Tuesday, October 29, 2013

Contributions of neuroscience and neuro-psychology to understanding vocational education learning

Now the ‘learning a trade’ report has been completed, I will be moving through a list of readings in the fields of neuroscience and neuro-psychology. Basically, my ‘summer reading’ project from now into mid-2014. This is an exciting time for scientists working in the fields of neurobiology due to the enhanced opportunities afforded through recent advances in medical imagery.  Learning on brain function is no longer limited to post-activity or illness study through autopsy.  MRI and CT scans are able to provide synchronous recording of brain activity as it takes place.

As a first update, I worked through Steven Picker’s ‘Theblank slate: The modern denial of human nature’ a couple of weeks ago (while at the NTLT conference) to update myself on readings in socio-biology undertaken before I started work on my PhD. Books read at that time include RichardDawkin’s ‘The selfish gene’ and ‘The blind watchmaker’, Jared Diamond’s books ‘ Guns, germs and steel’ and ‘The third chimpanzee’, E.O Wilson’s work to bring the sciences together in ‘Consilience’.  All ‘parked’ for a few years while I put energies into literature on vocational identity formation, workplace learning and vocational learning required for the dissertation.
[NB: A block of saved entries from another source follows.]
PR #14999, opened 2024-04-24
fix(api): disengage Z motors during 96-channel pipettes bracket detach/attach flows

ahiuchingau:
# Overview
This PR makes sure we are engaging ebrakes when we're attaching/detaching the 96-channel pipette and mount bracket.
On top of that, we can now use retract instead of using a movement Point just to move the z up. 
Fixes [RQA-2631](https://opentrons.atlassian.net/browse/RQA-2631).

[RQA-2631]: https://opentrons.atlassian.net/browse/RQA-2631?atlOrigin=eyJpIjoiNWRkNTljNzYxNjVmNDY3MDlhMDU5Y2ZhYzA5YTRkZjUiLCJwIjoiZ2l0aHViLWNvbS1KU1cifQ


sfoster1 (approved):
Nice!

PR #15000, opened 2024-04-24
fix(app): add robot serial number to BuildrootAnalyticsData

koji:
# Overview
add robot serial number to `BuildrootAnalyticsData` and modify the condition to send existing data.
If robot is not null, sending `currentSystem`, `currnetVersion`, and `robotSerialNumber` would be good even if `updateVersion` is null since those properties are reflected the current user's robot situation.

close RQA-2386

# Test Plan
- make -C app dev OT_APP_MIXPANEL_ID=project_token 
project_token can be found in Project Settings page
- update robot system from robot settings page

# Changelog

# Review requests
 

# Risk assessment


app/src/redux/analytics/selectors.ts
```diff
@@ -32,16 +32,20 @@ export function getBuildrootAnalyticsData(
       ? getRobotUpdateRobot(state)
       : getViewableRobots(state).find(r => r.name === robotName) ?? null
 
-  if (updateVersion === null || robot === null) return null
```
koji, line 35: `updateVersion === null` is causing the following issue.
The app sends events that are related to `robotUpdate` but most cases cannot send data(currentVersion, currentSystem, updateVersion).

Screenshot 2024-04-24 at 4 21 29 PM

Screenshot 2024-04-24 at 4 22 17 PM

app/src/redux/analytics/constants.ts
```diff
@@ -45,3 +45,10 @@ export const ANALYTICS_ODD_APP_ERROR = 'oddError'
 export const ANALYTICS_NOTIFICATION_PORT_BLOCK_ERROR =
   'notificationPortBlockError'
 export const ANALYTICS_DESKTOP_APP_ERROR = 'desktopAppError'
+
+export const ANALYTICS_ROBOT_UPDATE_VIEW = 'robotUpdateView'
+export const ANALYTICS_ROBOT_UPDATE_CHANGE_LOG_VIEW = 'robotUpdateChangeLogView'
+export const ANALYTICS_ROBOT_UPDATE_IGNORE = 'robotUpdateIgnore'
+export const ANALYTICS_ROBOT_UPDATE_INITIATE = 'robotUpdateInitiate'
+export const ANALYTICS_ROBOT_UPDATE_ERROR = 'robotUpdateError'
+export const ANALYTICS_ROBOT_UPDATE_COMPLETE = 'robotUpdateComplete'
```
mjhuff: Nit, I think we could benefit from doing an object literal here like the following:

```suggestion
export const ANALYTICS_ROBOT_UPDATE_VIEW = 'robotUpdateView'
export const ANALYTICS_ROBOT_UPDATE_CHANGE_LOG_VIEW = 'robotUpdateChangeLogView'

const ANALYTICS_STATE_ROBOT_UPDATE = {
  IGNORE: 'robotUpdateIgnore',
  INITIATE: 'robotUpdateInitiate',
  ERROR: 'robotUpdateError',
  COMPLETE: 'robotUpdateComplete',
} as const;
```
This gives us the added benefit of not importing the entire `constants` module and enforces a clear relationship between these constants with the end goal of encouraging devs to use the other states if they're attempting to use only one.

mjhuff (approved):
One nit that's your discretion. This makes sense to me. Thank you!

app/src/redux/analytics/selectors.ts
mjhuff: Yeah, the way you're handling this seems better!

app/src/redux/analytics/constants.ts
koji: thank you @mjhuff, that looks good.
I will update them.

koji: @mjhuff 

Do you think we should do the same change to run events?

```ts
export const ANALYTICS_PROTOCOL_RUN_AGAIN = 'runAgain'
export const ANALYTICS_PROTOCOL_RUN_FINISH = 'runFinish'
export const ANALYTICS_PROTOCOL_RUN_PAUSE = 'runPause'
export const ANALYTICS_PROTOCOL_RUN_START = 'runStart'
export const ANALYTICS_PROTOCOL_RUN_RESUME = 'runResume'
export const ANALYTICS_PROTOCOL_RUN_CANCEL = 'runCancel'

const ANALYTICS_PROTOCOL_RUN_ACTION = {
  AGAIN: 'runAgain',
  FINISH: 'runFinish',
  PAUSE: 'runPause',
  START: 'runStart',
  RESUME: 'runResume',
  CANCEL: 'runCancel',
} as const


```

mjhuff: Good catch - yes!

Socio-biology basically argues that as humans, we are high wired with some ‘pre-programmed’ traits, affinities and learning processes. The pre-programming is seen to be the result of natural selection, providing individuals with a collection of genes that pre-dispose them to affinities for certain types of activities (both physical, mental and emotionally).  The learning of languages, as per the work of Norm Chomsky, is used often to support the argument that young children’s brains are ‘designed and predisposed’ to learn language. Language learning has a ‘fixed window of opportunity’ within the first four years of life.  Our brains are also supposed to learn motor skills through processes of mimesis (imitation), trial and error and practice. Many feedback mechanisms for motor skills like proprioception (body stance and balance) occur subconsciously. Experts cannot isolate the knowledge of process (KP) or result (KR) due to inability to articulate the nuances of complex motor activity.
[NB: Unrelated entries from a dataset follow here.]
PR #15001, opened 2024-04-24
fix(hardware): add hepa uv to tool detector

caila-marashaj:
Right now, the hepa/uv device is sending responses after an `InstrumentInfoRequest`, but the tool detector code isn't set up to parse these messages, meaning that the queue doesn't get properly emptied, and the instrument info responses keep coming in

### DIFF
--- a/api/tests/opentrons/hardware_control/backends/test_ot3_subsystem_manager.py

So, what do the fields of neurosciences and neuro-psychology have to offer to vocational education learning?
I now have a list of about a dozen books to work through to gain a better perspective on how knowing about how the brain works, may inform how we learn skills, apply concepts to problem solving and attain dispositions and attitudes congruent with our occupational identities.  So, as usual, will put up summaries of pertinent books as I work through them, with commentary on the contributions from the books that are relevant to understanding vocational education learning.
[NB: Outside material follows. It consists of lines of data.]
PR #15002, opened 2024-04-24
feat(shared-data, api): return latest pipette version from pipetteName

jerader:
closes AUTH-357

# Overview

Previously, if you have access to only the `pipetteName`, the pipette definitions you get back are the first pipette version for the generation. For example, if you have a `p1000_single_flex`, you would get the pipette definitions for `3_0`. After speaking with Seth, Andy, Ed, and Sanniti, we decided that this is not great because 1) version `.0`s are prototypes and aren't in the wild and 2) the latest versions have the most up to date specs for things such as `flowRate`s. ([slack](https://opentrons.slack.com/archives/C06M6R72UDS/p1713454131088679) conversation about this if interested)

We thought about making the prototype versions the "perfect definitions" but that requires maintenance and it is much easier in the long run just to return the latest version that exists.

This change is already implemented in the frontend (see `getPipetteV2Specs`), so Protocol Designer (et al) will have the latest flow rates 🚀 .

But, we needed to align in the api as well so `opentrons-simulate` and analysis also have the latest data. This PR updates the `version_from_generation` def in `shared-data` to return the latest version. 

Note: the downfall to the current approach is there are a few api tests that will need to be updated whenever the specific pipette has a new version - see the PR for which tests those are. 

# Test Plan

upload this to the app on edge and look at the run log - the aspirate/dispense flow rate should be 160 ul/sec, which is the 1000uL tip default flow rate for the `3_0` model.

then upload this to the app on this branch and look at the run log  - the aspirate/dispense flow rate should be 716 ul/sec, which is the 1000uL tip default flow rate for the `3_6` model.

```
requirements = {
	"robotType": "Flex",
	"apiLevel": "2.16"
}

def run(ctx):
  tip_rack2 = ctx.load_labware("opentrons_flex_96_tiprack_1000ul", "D3")
  instrument = ctx.load_instrument('flex_1channel_1000', tip_racks=[tip_rack2], mount="left")
  
  my_pcr_plate = ctx.load_labware('nest_96_wellplate_200ul_flat', "C2")
  my_other_plate = ctx.load_labware('nest_96_wellplate_200ul_flat', "C1")
  ctx.load_trash_bin("A3")
    
  instrument.pick_up_tip()  
  instrument.dispense(20, my_other_plate.wells_by_name()["A2"])

  instrument.drop_tip()
```

# Changelog

- refactor `version_from_generation`
- update the `test_convert_pipette_name`
- update all affected tests that now return the latest pipette version from the `pipetteName`
- update the low volume default max flow rate for the `p50_single_3.6` pipette definition to match the ui max flow rate (see https://github.com/Opentrons/opentrons/pull/14859 for details on why)

# Review requests

Please review the code and logic and let me know if there is anything else I need to change?

# Risk assessment

low


shared-data/pipette/definitions/2/liquid/single_channel/p50/lowVolumeDefault/3_6.json
```diff
@@ -5,15 +5,15 @@
       "uiMaxFlowRate": 26.7,
       "defaultAspirateFlowRate": {
         "default": 35,
-        "valuesByApiLevel": { "2.14": 35 }
+        "valuesByApiLevel": { "2.14": 26.7 }
```
jerader, line 8: i updated these to match the `uiMaxFlowRate` - see https://github.com/Opentrons/opentrons/pull/14859 for more details

ecormany (commented):
It worrrrrrrrrks! 🎉 
image

Users ask about this all the time — so glad this will be accurate now.

shared-data/python/opentrons_shared_data/pipette/pipette_load_name_conversions.py
```diff
@@ -106,26 +109,85 @@ def version_from_string(version: str) -> PipetteVersionType:
...
+        or "96" in pipette_name_list
+    ):
+        return 3
+    elif "gen2" in pipette_name_list:
+        return 2
+    else:
+        return 1
+
+
 def version_from_generation(pipette_name_list: List[str]) -> PipetteVersionType:
```
sfoster1: let's drop an `lru_cache` on this, it's a perfect candidate:
- it will often be called with the same thing when something tries to load data
- it is pretty expensive to call since it does a whole ton of filesystem interactions

shared-data/python/opentrons_shared_data/pipette/pipette_load_name_conversions.py
```diff
@@ -106,26 +109,85 @@ def version_from_string(version: str) -> PipetteVersionType:
...
+        pipette_name_list
+    )
+    model_from_pipette_name = pipette_name_list[0]
+    channel_from_pipette_name = get_channel_from_pipette_name(pipette_name_list)
+
+    paths_to_validate = (
+        get_shared_data_root() / "pipette" / "definitions" / "2" / "general"
+    )
+
+    highest_minor_version: Literal[0, 1, 2, 3, 4, 5, 6] = 0
```
sfoster1: we'd have to update this whenever we add a new minor version, right? can we weaken its type to `int`?

shared-data/python/opentrons_shared_data/pipette/pipette_load_name_conversions.py
```diff
@@ -106,26 +109,85 @@ def version_from_string(version: str) -> PipetteVersionType:
...
+                    minor_version_int = int(minor_version)
+                    minor_version_lit: PipetteModelMinorVersionType = cast(
+                        PipetteModelMinorVersionType, minor_version_int
+                    )
+
+                    # Update the highest minor version if this version is higher
+                    if highest_minor_version < minor_version_lit:
+                        highest_minor_version = minor_version_lit
+
+    if highest_minor_version == 0:
```
sfoster1: i don't think we need this, right? `0` is a valid value there, and the major version is the same, so we can unconditionally `return PipetteVersionType(major_version_from_pipette_name, highest_minor_version)` and it's fine if `highest_minor_version` is 0

shared-data/python/opentrons_shared_data/pipette/pipette_load_name_conversions.py
```diff
@@ -106,26 +109,85 @@ def version_from_string(version: str) -> PipetteVersionType:
...
+    model_from_pipette_name = pipette_name_list[0]
+    channel_from_pipette_name = get_channel_from_pipette_name(pipette_name_list)
+
+    paths_to_validate = (
+        get_shared_data_root() / "pipette" / "definitions" / "2" / "general"
+    )
+
+    highest_minor_version: Literal[0, 1, 2, 3, 4, 5, 6] = 0
+
+    for channel_dir in os.listdir(paths_to_validate):
```
sfoster1: The outer two `for` loops don't seem to be doing much, I think. we're iterating through them and checking for exact equality to the values we already have, so let's just construct the path at the beginning:
```
versions_path = (paths_to_validate
             / channel_from_pipette_name
             / model_from_pipette_name)

for version_file in version_paths.iterdir():
   ...
```
[Path.iterdir](https://docs.python.org/3/library/pathlib.html#pathlib.Path.iterdir)

shared-data/python/opentrons_shared_data/pipette/pipette_load_name_conversions.py
```diff
@@ -106,26 +109,85 @@ def version_from_string(version: str) -> PipetteVersionType:
...
+        if channel_dir != channel_from_pipette_name:
+            continue
+
+        for model_dir in os.listdir(paths_to_validate / channel_dir):
+            if model_dir != model_from_pipette_name:
+                continue
+
+            for version_file in os.listdir(paths_to_validate / channel_dir / model_dir):
+                version_list = version_file.split(".json")[0].split("_")
```
sfoster1:
```suggestion
                version_list = version_file.stem.split("_")
```
[PurePath.stem](https://docs.python.org/3/library/pathlib.html#pathlib.PurePath.stem)

(as long as we're using e.g. `(paths_to_validate/channel_dir/model_dir).iterdir()` rather than `os.listdir` so we get path objects)

shared-data/python/opentrons_shared_data/pipette/pipette_load_name_conversions.py
```diff
@@ -106,26 +109,85 @@ def version_from_string(version: str) -> PipetteVersionType:
...
+                major_version = version_list[0]
+                minor_version = version_list[1]
+
+                # Check if the major version matches the expected major version
+                if major_version == str(major_version_from_pipette_name):
```
sfoster1: maybe invert logic and continue to save some indentation, i.e.
```
if major_version != str(major_version_from_pipette_name):
    continue
```

sfoster1 (changes requested):
Some inline things, I think we can rework that main function a bit.

It's weird that the test asks for a kind of pipette that does not exist... maybe we can add a couple more cases to it?

shared-data/python/opentrons_shared_data/pipette/pipette_load_name_conversions.py
jerader: yeah, so the return type of `version_from_generation` is `PipetteVersionType`, which is a Literal. I guess i could weaken it so the return type is just an `int`. i agree it should be weakened so that we don't have to always update it

jerader: nevermind, this is giving me a hard time updating because all the other utils in the file use `PipetteVersionType` as well 🤔 maybe it can be refactored in a followup? Plus there is this comment in `types.py`

```
# TODO Literals are only good for writing down
# exact values. Is there a better typing mechanism
# so we don't need to keep track of versions in two
# different places?
PipetteModelMajorVersionType = Literal[1, 2, 3]
PipetteModelMinorVersionType = Literal[0, 1, 2, 3, 4, 5, 6]
```

sfoster1: yeah, a followup is fine i suppose. could we maybe have this be `highest_minor_version: PipetteModelMinorVersionType = 0` then? that way we wouldn't have to change it in two places

sfoster1 (approved):
Looks great!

My goal is to find a direction for how to go down the road for exploring vocational learning ‘signature pedagogies’.  There will be a need to work collaboratively with sports and education psychologists and perhaps medical imaging specialists further down the track. I need to bone up on the jargon and quantitative research methods used in these disciplines so as to begin conversations. The socio-materiality approach to learning holds much promise but research approaches recommended like activity theory, complexity theory and actor network theory will be a bit of a hard sell to my ‘quantitative’ colleagues in sports and psychology. How to ‘blend’ something like actor-network theory to ‘learning how to weld’ using video, would in itself be an interesting exercise!